Type: EventPreprocessor

step

counter of iterations.

Type: int

event_input_height

original height of the sensor in pixels.

Type: int

event_input_width

original width of the sensor in pixels.

Type: int

Examples

>>> path = "example.raw"
>>> for tensor in Preprocessor(path, "event_cube", delta_t=10000):
>>>     # Returns a torch Tensor.
>>>     print(tensor.shape)

get_time(): Cut Inner Reader Time

class metavision_ml.preprocessing.preprocessor_iterator.HDF5Iterator(path, num_tbins=1, preprocess_kwargs={}, start_ts=0, device=device(type='cpu'), height=None, width=None)

Provides feature tensors (torch.Tensor) at regular intervals from a precomputed HDF5 file.

Parameters

path (string) – Path to the HDF5 file containing precomputed features.
height (int) – if None the features are not downsampled, however features are downsampled to height which must be the sensor’s height divided by a power of 2.
width (int) – if None the features are not downsampled, however features are downsampled to width which must be the sensor’s width divided by a power of 2.
device (torch.device) – Torch device (defaults to cpu).
start_ts (int) – First timestamp to consider in us. (Must be a multiple of the HDF5 file delta_t)

dataset

hDF5 dataset containg the precomputed features.

Type: h5py.Dataset

array_dim

shape of the tensor (channel, height, width).

Type: tuple

preprocess_dict

dictionary of the parameters used.

Type: dictionary

step

counter of iterations.

Type: int

event_input_height

original height of the sensor in pixels.

Type: int

event_input_width

original width of the sensor in pixels.

Type: int

Examples

>>> path = "example.h5"
>>> for tensor in HDF5Iterator(path, num_tbins=4):
>>>     # Returns a torch Tensor.
>>>     print(tensor.shape)

checks(preprocess_function_name, delta_t, mode='delta_t', n_events=0)

Convenience function to assert precomputed parameters

Parameters

preprocess_function_name (string) – Name of the preprocessing function used to turn events into features. Can be any of the functions present in metavision_ml.preprocessing or one registered by the user.
delta_t (int) – Duration of used events slice in us.

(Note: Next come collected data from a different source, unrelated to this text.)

Issue #2225, opened 2021-06-01
BUG: the search fails when trying to find a user in a block


Rahmon:
**Describe the bug**

The search fails when trying to find a user in a block with the error:

> Fielddata is disabled on text fields by default. Set fielddata=true on [display_name] in order to load fielddata in memory by uninverting the inverted index. Note that this can however use significant memory. Alternatively use a keyword field instead.

To fix it we need to update to use `display_name.raw` instead of `display_name` to sort the result.

**Steps to Reproduce**

1. Enable Users feature
2. Go to a page/post and add a paragraph block
3. Type `@` and try to search a user e.g. `@admin`
4. The result will appear but the search is made using MySQL and not Elasticsearch.

**Expected behavior**
Using Elasticsearch to search for a user.

**Screenshots**

**Environment information**
 - Device: Dell
 - OS: Linux
 - Browser and version: Chrome
 - WordPress version: 5.7.2
 
 - ElasticPress version: 3.5.6
 - Elasticsearch version: 5.6.16
 - Where do you host your Elasticsearch server? Local
 - What ElasticPress features do you have currently active? Users
 - Plugins and version: 
 - Theme and version: 
 
 - <details><summary>Site Health Info:</summary>
   
   </details>

**Additional context**

PR #2226, opened 2021-06-01
Fix WP_Query_User when it tries to sort the results

Rahmon:
### Description of the Change

This changes updates to use keyword fields to sort in the WP_User_Query and adds tests to ensure we are using these fields.

### Benefits

Elasticsearch will not fail and fall back to MySQL.

### Verification Process

1. Enable Users feature
2. Go to a page/post and add a paragraph block
3. Type `@` and try to search a user e.g. `@admin`
4. Check if the results were provided by Elasticsearch.

### Checklist:

### Applicable Issues

Closes: #2225 

### Changelog Entry

Fixed sort for WP_User_Query


tests/php/indexables/TestUser.php
```diff
@@ -607,11 +612,259 @@ public function testUserQueryOrderbyDisplayName() {
...
+		$users_display_name_fetched = wp_list_pluck( $user_query->results, 'display_name' );
+
+		/**
+		 * Check if Zoey is the first user because Elasticsearch sort
+		 * is case-sensitive
+		 *
+		 * Ref: https://www.elastic.co/guide/en/elasticsearch/guide/2.x/sorting-collations.html#case-insensitive-sorting
+		 *
+		 */
+		$this->assertEquals( 'Zoey', $users_display_name_fetched[0] );
```
felipeelia, line 632: @Rahmon it seems to be counterintuitive to rely on a case-sensitive sorting while WP's is case insensitive. Also, for fields in the posts indexable we have [a "sortable" field](https://github.com/10up/ElasticPress/blob/develop/includes/mappings/post/7-0.php#L265) that we could replicate here. Do you mind taking care of that?

felipeelia (changes requested):

tests/php/indexables/TestUser.php
Rahmon: Sure. Thanks for that @felipeelia

felipeelia (dismissed):

felipeelia:
@Rahmon did you test it with Elasticsearch 5.6.16 (the version shipped with WP Local Docker)? I'm using the following snippet in theme's header.php:

```
new WP_User_Query(
	[
		'search'  => 'test',
		'orderby' => 'display_name',
	]
);
```

As is, I receive a 400 error saying:
> Fielddata is disabled on text fields by default. Set fielddata=true on [display_name.sortable] in order to load fielddata in memory by uninverting the inverted index. Note that this can however use significant memory. Alternatively use a keyword field instead.

If I change `wp-content/plugins/elasticpress/includes/mappings/user/initial.php` to look like this, it works:

```
'display_name'    => array(
	'type'   => 'text',
	'fields' => array(
		'raw'      => array(
			'type'                => 'keyword',
			'ignore_above' => 10922,
		),
		'sortable' => array(
			'type'         => 'keyword',
			'ignore_above' => 10922,
			'normalizer'   => 'lowerasciinormalizer',
		),
	),
),
```

Can you please check it? Thanks

Rahmon:
> @Rahmon did you test it with Elasticsearch 5.6.16 (the version shipped with WP Local Docker)? I'm using the following snippet in theme's header.php:
> 
> ```
> new WP_User_Query(
> 	[
> 		'search'  => 'test',
> 		'orderby' => 'display_name',
> 	]
> );
> ```
> 
> As is, I receive a 400 error saying:
> 
> > Fielddata is disabled on text fields by default. Set fielddata=true on [display_name.sortable] in order to load fielddata in memory by uninverting the inverted index. Note that this can however use significant memory. Alternatively use a keyword field instead.
> 
> If I change `wp-content/plugins/elasticpress/includes/mappings/user/initial.php` to look like this, it works:
> 
> ```
> 'display_name'    => array(
> 	'type'   => 'text',
> 	'fields' => array(
> 		'raw'      => array(
> 			'type'                => 'keyword',
> 			'ignore_above' => 10922,
> 		),
> 		'sortable' => array(
> 			'type'         => 'keyword',
> 			'ignore_above' => 10922,
> 			'normalizer'   => 'lowerasciinormalizer',
> 		),
> 	),
> ),
> ```
> 
> Can you please check it? Thanks

@felipeelia I've updated the mapping and updated some tests to check if the query uses the Elasticsearch to retrieve the users.

felipeelia (approved):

get_time(): Cut Inner Reader Time

get_vis_func(): Returns the visualization function corresponding to the preprocessing being used.

Registering a new preprocessing function

If you write your own preprocessing function you can make it available to existing modules with this API.

metavision_ml.preprocessing.register_new_preprocessing(preproc_name, n_input_channels, function, viz_function, kwargs={'max_incr_per_pixel': 5, 'preprocess_dtype': dtype('float32')})

Registers a new preprocessing function to be available across the package.

This must be done each time the python interpreter is invoked.

Parameters

preproc_name (string) – Name of the preprocessing function, has to be unique.
n_input_channels (int) – Number of channels in the resulting tensor.
function (function) – Preprocessing function. Its signature must be function(events, tensor, **kwargs) -> None
viz_function (function) – Visualization function. Its signature must be viz_function(tensor) -> img (nd.array H x W x 3)
kwargs (dict) – Dictionary of optional arguments to be passed to the function.

metavision_ml.preprocessing.get_preprocess_dict(preproc_name)

Returns a mutable dict describing a preprocessing function.

preproc_name (string): Name of the preprocessing function, already existing one or previously registered.

metavision_ml.preprocessing.get_preprocess_function_names(): Returns the names of all existing and registered preprocessing functions.